The salmonella attack injured 751 people, hospitalizing 45; that no one died was a matter of luck, not restraint, and the residents of The Dalles carried the experience of having been deliberately poisoned by neighbors. The case permanently changed how American public-health and law-enforcement agencies think about bioterror, becoming a foundational study in how a non-state group could weaponize a common pathogen against civilians, and it is still cited in biodefense planning. Ma Anand Sheela and Ma Anand Puja were convicted; Rajneesh was deported and never charged in the poisoning itself. The ranch passed through other hands and is now a Christian youth camp. The movement around Osho continued internationally and, in later years, popular documentaries revived public interest in the saga — a renewed attention that, for the people of The Dalles, sat uneasily beside the memory of the harm done to them.

Lessons

  1. Beware leadership that operates in the dark: when a small inner circle controls communications, money, and security with no accountability, the whole community can be implicated in acts it never chose.
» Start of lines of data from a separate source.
PR #1068, opened 2023-04-11
HTTP API '/assets/details'

nickeskov:


pkg/proto/info.go
```diff
@@ -63,14 +63,16 @@ func (i *FullAssetInfo) ToProtobuf(scheme Scheme) (*g.AssetInfoResponse, error)
...
+	ID                crypto.Digest
+	Quantity          uint64
+	Decimals          byte
+	Issuer            WavesAddress
+	IssuerPublicKey   crypto.PublicKey
+	Reissuable        bool
+	Scripted          bool
+	Sponsored         bool
+	IssueHeight       Height
+	IssueTxPosInBlock uint64 // TODO: size in bits can be reduced
```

  2. Treat a hardening us-versus-them frame as a danger signal — once outsiders are recast as enemies, a group's ordinary restraints against harming people quietly fall away.
  3. Watch for incremental escalation. Movements rarely leap to atrocity; they arrive by small, each-seemingly-justified steps, so the time to object is at the first tactic that treats other people as obstacles.
  4. Keep the harmed at the center: 751 poisoned neighbors are the measure of Rajneeshpuram, not the commune's ambitions or its later notoriety.
  5. Remember that idealism is no safeguard. Sincere seekers built this community, and sincerity did not prevent it from committing the largest bioterror attack in the country's history.